Separately, a military official said that "in light of this decision, granting visas to foreigners will take place only through the embassies of Yemen, and after consulting security authorities to verify the identities of travellers."

This is to "prevent the infiltration of any suspected terrorist elements," he was quoted by the defence ministry newspaper September 26 as saying.

Six airports in Yemen receive international flights.

There was no immediate explanation as to who might be the target of the new measure, but until now very few nationalities were required to apply for visas in advance of travelling.

Earlier this week the US Senate Foreign Relations Committee released a report warning that AQAP may be training as many as three dozen US citizens who converted to Islam in prison.

The Americans traveled to Yemen upon their release, ostensibly to study Arabic, but "possibly for Al-Qaeda training," the report said, citing US law enforcement sources.

Under previous regulations, these people would have been allowed to enter the country automatically, without being previously vetted.

While "there is no public evidence of any terrorist action" by the former convicts, who may have been radicalised in prison, several have "'dropped off the radar' for weeks at a time," according to the report.

US officials "are on heightened alert because of the potential threat from extremists carrying American passports and the related challenges involved in detecting and stopping homegrown operatives," it added.

The most high-profile Yemeni-American in the country is fugitive radical imam Anwar al-Awlaqi, a native of the state of New Mexico who is now in hiding, presumably in a part of eastern Yemen where his family's tribe holds sway.

A White House aide has directly accused Awlaqi of having links with the man suspected of shooting dead 13 people at a Texas military base in November, Major Nidal Hasan.

US Homeland Security and Counterterrorism Adviser John Brennan has also said he might have had contact with the man who allegedly attempted to blow up the US airliner on December 25, Umar Farouk Abdulmutallab.

US officials are also worried about 10 non-Yemeni Americans -- "blonde-haired, blue-eyed types" -- who travelled to Yemen, converted to Islam, became fundamentalists, married Yemeni women and fit the profile of Americans that Al-Qaeda has sought to recruit.

In Washington on Wednesday, top US officials told lawmakers that Yemen's leaders had made "a decisive turn" against Al-Qaeda.

"In terms of the government of Yemen's determination and willingness to confront a threat of Al-Qaeda militants in the country, we should be and we are encouraged by recent steps the government has taken," said Jeffrey Feltman, assistant secretary of state for Near Eastern affairs..

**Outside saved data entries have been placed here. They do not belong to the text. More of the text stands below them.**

PR #607, opened 2023-08-14
Storing (and returning from Core API) previous value of deleted substates

jakrawcz-rdx:
This addresses https://whimsical.com/babylon-work-tracker-Am2s7hSa7xHd5yCxgub67a@2bsEvpTYSt1Hj6ARxzroL4vo7cY4MiTG5Fd

### DIFF
--- a/core-rust/state-manager/src/staging/result.rs
+++ b/core-rust/state-manager/src/staging/result.rs
@@ -247,11 +247,13 @@ impl ProcessedCommitResult {
                                 new: value.clone(),
                                 previous,
                             }),
-                            Some(_) => None, /* Same value as before, ignore */
-                            None => Some(ChangeAction::Create(value.clone())),
+                            Some(_) => None, /* Same value as before (i.e. not updated), ignore */
+                            None => Some(ChangeAction::Create { new: value.clone() }),
                         }
                     }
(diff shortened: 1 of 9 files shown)


core-rust/state-manager/src/staging/result.rs
```diff
@@ -247,11 +247,13 @@ impl ProcessedCommitResult {
...
-                            Some(_) => None, /* Same value as before, ignore */
-                            None => Some(ChangeAction::Create(value.clone())),
+                            Some(_) => None, /* Same value as before (i.e. not updated), ignore */
+                            None => Some(ChangeAction::Create { new: value.clone() }),
                         }
                     }
-                    DatabaseUpdate::Delete => Some(ChangeAction::Delete),
+                    DatabaseUpdate::Delete => store
+                        .get_substate(&partition_key, &sort_key)
+                        .map(|previous| ChangeAction::Delete { previous }),
```
jakrawcz-rdx, line 256: _(note from author)_

This has the same behavior as the "previous value same" for the Update above:
If the value did not exist, then the Delete is ignored.

LukasGasior1 (approved):

malexandru-rdx (approved):

PR #610, opened 2023-08-15
revert the changes to how we handle users within the docker image

balda-rdx:


docker/build_scripts/config_radixdlt.sh
```diff
@@ -1,6 +1,16 @@
 #!/bin/bash
 set -ex
 
+# Sets USER_ID to LOCAL_USER_ID if provided, else set it to 999
+USER_ID=${LOCAL_USER_ID:-996}
```
marek-karwacki-rdx, line 5: The comment mentions `999` but the code has `996`

marek-karwacki-rdx (approved):

PR #612, opened 2023-08-16
Metrics: a rate of ledger proposer timestamp during N most recent ledger updates

jakrawcz-rdx:
⚠️ This builds on top of https://github.com/radixdlt/babylon-node/pull/605 (re-uses the ring-buffer impl)

This PR adds a `rn_ledger_recent_proposer_timestamp_progress_rate` metric (as promised in the https://github.com/radixdlt/babylon-node/pull/582#issuecomment-1673254726). It will be needed for a computation of the "overall health" (see https://whimsical.com/node-status-and-health-metrics-QXjDREqeRDvGDu6xg3J8wx@2bsEvpTYSt1Hir2FvjaStZLhMXjmH9Prk7p).

The metric:
```
# HELP rn_ledger_recent_proposer_timestamp_progress_rate A rate of the proposer timestamp progress (against wall-clock) averaged over 10 most recent ledger updates.
# TYPE rn_ledger_recent_proposer_timestamp_progress_rate gauge
rn_ledger_recent_proposer_timestamp_progress_rate 0.9982936655602106
```
_(nicely oscillates around ~1.0 on a healthy Node)_

### DIFF
--- a/core-rust/state-manager/src/metrics.rs
+++ b/core-rust/state-manager/src/metrics.rs
@@ -84,6 +84,7 @@ pub struct LedgerMetrics {
     pub last_update_epoch_second: Gauge,
     pub last_update_proposer_epoch_second: Gauge,
     pub recent_self_proposal_miss_count: SelfProposalMissTracker,
+    pub recent_proposer_timestamp_progress_rate: ProposerTimestampProgressRateTracker,
 }
 
 pub struct CommittedTransactionsMetrics {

The US State Department's top counter-terrorism official, Daniel Benjamin, told the Senate committee he had "no reason to contradict" the report and that some Yemeni institutions had proved "effective incubators of radicalisation."

But Benjamin praised "a decisive turn by the Yemeni government and a decisive interest by the international community" to help the Sanaa government battle extremism.